PR #507, opened 2017-07-28
Allow `realm::Permission` to be constructed from `realm::Results`

austinzheng:
Allow `realm::Permission` to be used without involving `realm::PermissionResults` at all.

Prerequisite work for https://github.com/realm/realm-cocoa/pull/5168.

### DIFF
--- a/src/sync/sync_permission.cpp
+++ b/src/sync/sync_permission.cpp
@@ -67,6 +67,25 @@ int64_t ns_since_unix_epoch(const system_clock::time_point& point)
 
 // MARK: - Permission
 
+Permission::Permission(realm::Results& results, size_t index)
+{
+    Object permission(results.get_realm(), results.get_object_schema(), results.get(index));
+    CppContext context;
+    path = any_cast<std::string>(permission.get_property_value<util::Any>(context, "path"));
+    access = extract_access_level(permission, context);
+    condition = Condition(any_cast<std::string>(permission.get_property_value<util::Any>(context, "userId")));
+    updated_at = any_cast<Timestamp>(permission.get_property_value<util::Any>(context, "updatedAt"));
+}
+
+Permission::Permission(std::string path, AccessLevel access, Condition condition, util::Optional<Timestamp> updated_at)
+{
+    this->path = std::move(path);
+    this->access = access;
+    this->condition = std::move(condition);
+    if (updated_at)
+        this->updated_at = std::move(*updated_at);
+}
+
 std::string Permission::description_for_access_level(AccessLevel level)
 {
     switch (level) {
@@ -138,7 +157,22 @@ private:
 
 void Permissions::get_permissions(std::shared_ptr<SyncUser> user,
                                   PermissionResultsCallback callback,
-                                  const ConfigMaker& make_config)
+                                  const ConfigMaker& config)
+{
+    // callback(std::make_unique<PermissionResults>(results->filter(std::move(query))), nullptr);
+    auto cb = [callback=std::move(callback)](Results results, std::exception_ptr ex) {
+        if (ex) {
+            callback(nullptr, ex);
+        } else {
+            callback(std::make_unique<PermissionResults>(std::move(results)), nullptr);
+        }
+    };
+    get_raw_permissions(std::move(user), std::move(cb), config);
+}
+
+void Permissions::get_raw_permissions(std::shared_ptr<SyncUser> user,
+                                      RawPermissionResultsCallback callback,
+                                      const ConfigMaker& make_config)
 {
     auto realm = Permissions::permission_realm(user, make_config);
     auto table = ObjectStore::table_for_object_type(realm->read_group(), "Permission");
@@ -150,7 +184,7 @@ void Permissions::get_permissions(std::shared_ptr<SyncUser> user,
     // unregistered by nulling out the `results_wrapper` container.
     auto async = [results, callback=std::move(callback)](CollectionChangeSet, std::exception_ptr ex) mutable {
         if (ex) {
-            callback(nullptr, ex);
+            callback(Results(), ex);
             results.reset();
             return;
         }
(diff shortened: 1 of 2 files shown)


src/sync/sync_permission.cpp
```diff
@@ -67,6 +67,25 @@ int64_t ns_since_unix_epoch(const system_clock::time_point& point)
...
+    CppContext context;
+    path = any_cast<std::string>(permission.get_property_value<util::Any>(context, "path"));
+    access = extract_access_level(permission, context);
+    condition = Condition(any_cast<std::string>(permission.get_property_value<util::Any>(context, "userId")));
+    updated_at = any_cast<Timestamp>(permission.get_property_value<util::Any>(context, "updatedAt"));
+}
+
+Permission::Permission(std::string path, AccessLevel access, Condition condition, util::Optional<Timestamp> updated_at)
+{
+    this->path = std::move(path);
```
bdash: Initialize these members in the member initializer list?

src/sync/sync_permission.cpp
```diff
@@ -67,6 +67,25 @@ int64_t ns_since_unix_epoch(const system_clock::time_point& point)
 
 // MARK: - Permission
 
+Permission::Permission(realm::Results& results, size_t index)
```
bdash: Why take a `Results` and an index rather than an `Object`?

src/sync/sync_permission.hpp
```diff
@@ -150,11 +156,19 @@ class Permissions {
     using ConfigMaker = std::function<Realm::Config(std::shared_ptr<SyncUser>, std::string url)>;
 
     // Callback used to asynchronously vend a `PermissionResults` object.
+    // DEPRECATED. Will be replaced by RawPermissionResultsCallback in the future.
     using PermissionResultsCallback = std::function<void(std::unique_ptr<PermissionResults>, std::exception_ptr)>;
 
+    // Callback used to asynchronously vend permissions results.
+    using RawPermissionResultsCallback = std::function<void(Results, std::exception_ptr)>;
```
bdash: Can you elaborate on why the new type alias / function is necessary given what this PR claims it is about?

src/sync/sync_permission.cpp
austinzheng: To save a bit of typing, but thinking about it taking an `Object` is cleaner and makes more sense.

src/sync/sync_permission.hpp
austinzheng: Our existing `get_permissions()` static API gets the raw `realm::Results`, wraps it in a `PermissionResults`, and then returns it in that callback.

I don't want that wrapping step anymore; I just want the raw `realm::Results`, but I don't want to break the other bindings, hence this new callback and new static method that work the same as the existing ones.

src/sync/sync_permission.cpp
```diff
@@ -67,6 +67,22 @@ int64_t ns_since_unix_epoch(const system_clock::time_point& point)
 
 // MARK: - Permission
 
+Permission::Permission(Object& permission)
```
bdash: Const?

src/sync/sync_permission.cpp
```diff
@@ -67,6 +67,22 @@ int64_t ns_since_unix_epoch(const system_clock::time_point& point)
...
+{
+    CppContext context;
+    path = any_cast<std::string>(permission.get_property_value<util::Any>(context, "path"));
+    access = extract_access_level(permission, context);
+    condition = Condition(any_cast<std::string>(permission.get_property_value<util::Any>(context, "userId")));
+    updated_at = any_cast<Timestamp>(permission.get_property_value<util::Any>(context, "updatedAt"));
+}
+
+Permission::Permission(std::string path, AccessLevel access, Condition condition, util::Optional<Timestamp> updated_at)
```
bdash: Taking an `Optional<Timestamp>` is a little weird given that `Timestamp` itself has a null state. Can this just take a `Timestamp`?

src/sync/sync_permission.cpp
```diff
@@ -138,7 +154,22 @@ struct NotificationWrapper : public T {
 
 void Permissions::get_permissions(std::shared_ptr<SyncUser> user,
                                   PermissionResultsCallback callback,
-                                  const ConfigMaker& make_config)
+                                  const ConfigMaker& config)
```
bdash: `make_config` seems clearer, given the type.

src/sync/sync_permission.cpp
```diff
@@ -138,7 +154,22 @@ struct NotificationWrapper : public T {
...
+{
+    // callback(std::make_unique<PermissionResults>(results->filter(std::move(query))), nullptr);
```
bdash: This should be removed.

src/sync/sync_permission.hpp
```diff
@@ -88,6 +88,12 @@ struct Permission {
     Condition condition;
 
     Timestamp updated_at;
+
+    /// Create a Permission value from a raw Object.
```
bdash: I'm not sure what "raw" means in this context.

src/sync/sync_permission.cpp
austinzheng: I tried `const` but the implementation of `Object` won't allow it; there are a whole bunch of things on that class that would have to be audited and annotated :(.

src/sync/sync_permission.hpp
nirinchev: I don't think there are any other bindings using this API, so there would be nothing to break.

austinzheng: It's my understanding that JS uses this, although that might have changed since we first wrote this code.

bdash: JS never merged their PR that uses this: realm/realm-js#1054

austinzheng: :pained_grimace:

PR #508, opened 2017-08-01
Update schema before initialization callback

beeender:
Binding needs to see the latest schema in the initialization callback.

### DIFF
--- a/src/shared_realm.cpp
+++ b/src/shared_realm.cpp
@@ -451,6 +451,14 @@ void Realm::update_schema(Schema schema, uint64_t version, MigrationFunction mig
     }
 
     if (initialization_function && old_schema_version == ObjectStore::NotVersioned) {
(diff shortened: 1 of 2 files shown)


src/shared_realm.cpp
```diff
@@ -451,6 +451,14 @@ void Realm::update_schema(Schema schema, uint64_t version, MigrationFunction mig
     }
 
     if (initialization_function && old_schema_version == ObjectStore::NotVersioned) {
+        // Initialization function needs to see the latest schema
+        uint64_t temp_version = ObjectStore::get_schema_version(read_group());
```
tgoyne: `temp_version` here should always be `NotVersioned`, so this seems sort of redundant.

beeender: it is not always `NotVersioned`, it will be set to the version when the schema & version has been initialized.

PR #512, opened 2017-08-10
Add support for arrays of all supported data types

tgoyne:
Depends on https://github.com/realm/realm-core/pull/2785, so this will fail on CI for now.

The only API changes here are that `List` and `Results` now have templated versions of `get()`/`set()`/etc. so that they can be used with non-object types; everything else is just updating the innards of everything to work properly when non-Object array types are used.

### DIFF
--- a/src/impl/transact_log_handler.cpp
+++ b/src/impl/transact_log_handler.cpp
@@ -47,8 +47,9 @@ private:
 
     struct ListInfo {
         BindingContext::ObserverState* observer;
-        size_t col;
         _impl::CollectionChangeBuilder builder;
+        size_t col;
+        size_t initial_size;
     };
     std::vector<ListInfo> m_lists;
     VersionID m_version;
@@ -77,9 +78,10 @@ KVOAdapter::KVOAdapter(std::vector<BindingContext::ObserverState>& observers, Bi
         auto table = group.get_table(observer.table_ndx);
         for (size_t i = 0, count = table->get_column_count(); i < count; ++i) {
             auto type = table->get_column_type(i);
-            if (type != type_LinkList && type != type_Table)
-                continue;
-            m_lists.push_back({&observer, i, {}});
+            if (type == type_LinkList)
+                m_lists.push_back({&observer, {}, i, size_t(-1)});
+            else if (type == type_Table)
+                m_lists.push_back({&observer, {}, i, table->get_subtable_size(i, observer.row_ndx)});
         }
     }
 
@@ -142,8 +144,14 @@ void KVOAdapter::before(SharedGroup& sg)
     }
 
     for (auto& list : m_lists) {
-        if (list.builder.empty())
+        if (list.builder.empty()) {
+            // We may have pre-emptively marked the column as modified if the
+            // LinkList was selected but the actual changes made ended up being
+            // a no-op
+            if (list.col < list.observer->changes.size())
+                list.observer->changes[list.col].kind = BindingContext::ColumnInfo::Kind::None;
             continue;
+        }
         // If the containing row was deleted then changes will be empty
         if (list.observer->changes.empty()) {
             REALM_ASSERT_DEBUG(tables[new_table_ndx(list.observer->table_ndx)].deletions.contains(list.observer->row_ndx));
@@ -154,17 +162,34 @@ void KVOAdapter::before(SharedGroup& sg)
         auto& builder = list.builder;
         auto& changes = list.observer->changes[list.col];
 
+        builder.modifications.remove(builder.insertions);
+
         // KVO can't express moves (becaue NSArray doesn't have them), so
         // transform them into a series of sets on each affected index when possible
-        if (!builder.insertions.empty() && builder.insertions.count() == builder.moves.size()) {
+        if (!builder.moves.empty() && builder.insertions.count() == builder.moves.size() && builder.deletions.count() == builder.moves.size()) {
             changes.kind = BindingContext::ColumnInfo::Kind::Set;
             changes.indices = builder.modifications;
+            changes.indices.add(builder.deletions);
 
-            size_t start = std::min(builder.insertions.begin()->first, builder.deletions.begin()->first);
-            size_t end = std::max(std::prev(builder.insertions.end())->second,
-                                  std::prev(builder.deletions.end())->second);
-            for (size_t i = start; i < end; ++i)
-                changes.indices.add(i);
+            auto in_range = [](auto& it, auto end, size_t i) {
+                if (it != end && i >= it->second)
+                    ++it;
+                return it != end && i >= it->first && i < it->second;
+            };
+
+            auto del_it = builder.deletions.begin(), del_end = builder.deletions.end();
+            auto ins_it = builder.insertions.begin(), ins_end = builder.insertions.end();
+            size_t start = std::min(ins_it->first, del_it->first);
+            size_t end = std::max(std::prev(ins_end)->second, std::prev(del_end)->second);
+            ptrdiff_t shift = 0;
+            for (size_t i = start; i < end; ++i) {
+                if (in_range(del_it, del_end, i))
+                    --shift;
+                else if (in_range(ins_it, ins_end, i + shift))
+                    ++shift;
+                if (shift != 0)
+                    changes.indices.add(i);
+            }
         }
         // KVO can't express multiple types of changes at once
         else if (builder.insertions.empty() + builder.modifications.empty() + builder.deletions.empty() < 2) {
@@ -181,7 +206,12 @@ void KVOAdapter::before(SharedGroup& sg)
         else {
             REALM_ASSERT(!builder.deletions.empty());
             changes.kind = BindingContext::ColumnInfo::Kind::Remove;
-            changes.indices = builder.deletions;
+            // Table clears don't come with the size, so we need to fix up the
+            // notification to make it just delete all rows that actually existed
+            if (std::prev(builder.deletions.end())->second > list.initial_size)
+                changes.indices.set(list.initial_size);
+            else
+                changes.indices = builder.deletions;
         }
     }
     m_context->will_change(m_observers, m_invalidated);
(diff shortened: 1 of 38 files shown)


src/impl/transact_log_handler.cpp
```diff
@@ -279,7 +310,7 @@ class TransactLogValidationMixin {
     bool insert_empty_rows(size_t, size_t, size_t, bool) { return true; }
     bool erase_rows(size_t, size_t, size_t, bool) { return true; }
     bool swap_rows(size_t, size_t) { return true; }
-    bool clear_table() noexcept { return true; }
+    bool clear_table(size_t) noexcept { return true; }
```
bdash: It looks like your core PR that changes this method signature is based on `develop`, meaning it'll only be available in core v3.x. Can we maintain compatibility with core v2.x without too much extra hassle?

src/object_store.cpp
```diff
@@ -116,6 +117,12 @@ void insert_column(Group& group, Table& table, Property const& property, size_t
         table.insert_column_link(col_ndx, is_array(property.type) ? type_LinkList : type_Link,
                                  property.name, *link_table);
     }
+    else if (is_array(property.type)) {
+        DescriptorRef desc;
+        table.insert_column(col_ndx, type_Table, property.name, &desc);
+        desc->add_column(to_core_type(property.type & ~PropertyType::Flags), "!ARRAY_VALUE",
```
bdash: Since we're using this magic column name in a few different places, it'd be worth pulling it into a named constant.

src/results.cpp
```diff
@@ -590,17 +618,37 @@ Results Results::filter(Query&& q) const
...
     return Results(m_realm, get_query(), std::move(new_order));
 }
 
+Results Results::distinct(std::vector<std::string> const& keypaths) const
+{
+    if (keypaths.empty())
+        return *this;
+    if (get_type() != PropertyType::Object) {
+        if (keypaths.size() != 1)
+            throw std::invalid_argument(util::format("Cannot sort array of '%1' on more than one key path",
```
bdash: s/sort/distinct/ (though that reads a bit awkwardly).

src/util/compiler.hpp
```diff
@@ -39,4 +39,11 @@
 #define REALM_COMPILER_HINT_UNREACHABLE abort
 #endif
 
+#if __GNUC__ < 5 && !defined(__clang__)
+#define REALM_NO_BRACED_INIT 1
+#else
+#define REALM_NO_BRACED_INIT 0
```
bdash: This does not appear to be used?

src/results.cpp
tgoyne: I kinda feel that using distinct as a verb is awkward enough that it's not worth making `parse_keypath()` use the correct word, and then concluded that these might as well be consistent with that. I don't feel strongly that this is the right thing to do, though.

bdash: Yeah, I'm not sure how to use distinct in the error and still have it be readable. I'm fine with leaving it as-is.

src/list.cpp
```diff
@@ -254,39 +401,66 @@ util::Optional<Mixed> List::min(size_t column)
     return as_results().min(column);
 }
 
-util::Optional<Mixed> List::sum(size_t column)
+Mixed List::sum(size_t column)
 {
-    return as_results().sum(column);
+    // Results::sum() returns none only for Empty results
```
bdash: To make sure I understand correctly: you're referring to `Mode::Empty` here, rather than a results that happens to contain 0 items, and since we can never have a results in `Mode::Empty` here we can discount the possibility of encountering `none`?

Why does `Results::sum` return different results if it's in `Mode::Empty` vs containing 0 items? Aren't the two intended to provide the same behavior?

src/sync/sync_session.cpp
```diff
@@ -461,7 +461,7 @@ void SyncSession::handle_error(SyncError error)
             // Connection level errors
             case ProtocolError::connection_closed:
             case ProtocolError::other_error:
-            case ProtocolError::pong_timeout:
+//            case ProtocolError::pong_timeout:
```
bdash: I assume these changes were made in order to build against whichever version of sync you happened to be testing with? We should be sure to revert these and determine the right way to accommodate sync's API changes.

tgoyne: Yes, that entire commit is just to make it compile with a not-yet-released version of sync, and adapting to the changes there once it's actually released should be done separately from this PR.

src/list.cpp
tgoyne: In Mode::Empty it doesn't know what type of value to return since it gets the type from the table, and it can't get it from the ObjectSchema because it looks that up from the Table name. This is all a pre-existing design issue that should probably be fixed at some point.

bdash: Ah yes, I remember discussing that in the past.

src/impl/transact_log_handler.cpp
```diff
@@ -153,17 +162,34 @@ void KVOAdapter::before(SharedGroup& sg)
...
+            size_t end = std::max(std::prev(ins_end)->second, std::prev(del_end)->second);
+            ptrdiff_t shift = 0;
+            for (size_t i = start; i < end; ++i) {
+                if (in_range(del_it, del_end, i))
+                    --shift;
+                else if (in_range(ins_it, ins_end, i + shift))
+                    ++shift;
+                if (shift != 0)
+                    changes.indices.add(i);
+            }
```
tgoyne: The KVO tests for move() and swap() all rely on this.

Previously move() just marked the full potentially-modified range as modified, and swap() marked the two relevant indices as modified (and didn't actually record that the rows were moved). However, this logic doesn't work for subtables, as Table::move_row() is emulated via insert/swap/erase and so for KVO it'd decay to just SetAll (because there's multiple kinds of changes). As a result I adjusted it so that swap() is actually handled as a pair of moves, which made the insert/swap/erase dance work, but also made it so that swap() would mark all the rows in between the swapped rows as modified, even though they didn't change. This code now enumerates over all of the rows which might have been shifted by moves and calculates if it actually has been shifted, or if the combination of moves has resulted in the row being in the same place as it started.

tests/primitive_list.cpp
```diff
@@ -0,0 +1,799 @@
...
+using namespace realm;
+
+template<PropertyType prop_type, typename T>
+struct Base {
+    using Type = T;
+    using Wrapped = T;
+    using Boxed = T;
+
+    static PropertyType property_type() { return prop_type; }
+    static std::vector<int64_t> values() { return {3, 1, 2}; }
```
bdash: It looks like the expectation is that each subclass provides an implementation of `values()`. This base class version is unused, and wouldn't work for most subclasses anyway. Probably best to just omit it?

tests/primitive_list.cpp
```diff
@@ -0,0 +1,799 @@
...
+struct StringifyingContext {
+    template<typename T>
+    std::string box(T value)
+    {
+        std::stringstream ss;
+        ss << value;
+        return ss.str();
+    }
+
+    std::string box(RowExpr row) { return std::to_string(row.get_index()); }
```
bdash: IIRC we need to use `util::to_string` due to Android lacking `std::to_string`.

src/impl/transact_log_handler.cpp
bdash: Thanks for the explanation.

src/list.cpp
```diff
@@ -117,126 +144,246 @@ void List::verify_in_transaction() const
...
+size_t List::find(T const& value) const
 {
-    return m_link_view->get(row_ndx).get_index();
+    verify_attached();
+    return m_table->find_first(0, value);
 }
 
-size_t List::find(ConstRow const& row) const
+template<>
+size_t List::find(RowExpr const& row) const
```
bdash: [GCC 5.4 appears to take issue with this](https://ci.realm.io/blue/organizations/jenkins/realm%2Frealm-object-store/detail/PR-512/4/pipeline/35):
```
/src/list.cpp:193:39: error: specialization of 'template<class T> size_t realm::List::find(const T&) const' in different namespace [-fpermissive]
 size_t List::find(RowExpr const& row) const
                                       ^
In file included from src/list.cpp:19:0:
src/list.hpp:85:12: error:   from definition of 'template<class T> size_t realm::List::find(const T&) const' [-fpermissive]
     size_t find(T const& value) const;
```

I guess this is because the file has `using namespace realm;` rather than its contents being enclosed in `namespace realm { … }`?

bdash:
This looks good to go once the compilation issues with GCC are addressed.

tgoyne:
Remaining CI failure is probably due to https://github.com/realm/realm-core/pull/2807.

nirinchev:
I have a notification related test case that is deadlocking, though I'm not sure if it's an OS bug, or something in our binding.

The minimal repro test adds an object with a list with few elements (element type doesn't seem to make a difference). Then, we call `List::add_notification_callback`, and finally `List::remove_all`. After that, upon refresh, we get a `CollectionChangeSet` that contains a single Chunk, whose count is reported as the maximum value a `size_t` can hold.

Am I reading the debug information correctly (don't have too much experience with native debug tools) and is this something that's tested by OS unit tests?

tgoyne:
It reporting -1 rather than the previous size is unsurprising (but shouldn't be hard to fix), but that shouldn't result in a deadlock.

nirinchev:
No, the "deadlock" is in our code - we're trying to create a vector of the same size (uint64.max), which never completes. Sorry for the confusing description.

nirinchev:
When building for Android, we get the following compilation errors:
```
jni/../src/object-store/src/list.cpp:189: error: undefined reference to 'unsigned int realm::Table::find_first<realm::BinaryData>(unsigned int, realm::BinaryData) const'
jni/../src/object-store/src/results.cpp:329: error: undefined reference to 'unsigned int realm::Table::find_first<realm::BinaryData>(unsigned int, realm::BinaryData) const'
```

Could those be because the `Table::find_first<BinaryData>` generic ccase hasn't been explicitly instantiated like the others in Core (https://github.com/realm/realm-core/blob/master/src/realm/table.cpp#L3971)?

PR #516, opened 2017-08-18
Update to core v3.0.0-rc5 and sync v2.0.0-rc15

bdash:


tgoyne:
The windows build needs the runtime switched to the static runtime to match the change made in core.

» **Your instructions**:
Find each line above that contains "tests", and copy those lines.

» **Answer below**:
tgoyne: The KVO tests for move() and swap() all rely on this.
tests/primitive_list.cpp
tests/primitive_list.cpp
Am I reading the debug information correctly (don't have too much experience with native debug tools) and is this something that's tested by OS unit tests?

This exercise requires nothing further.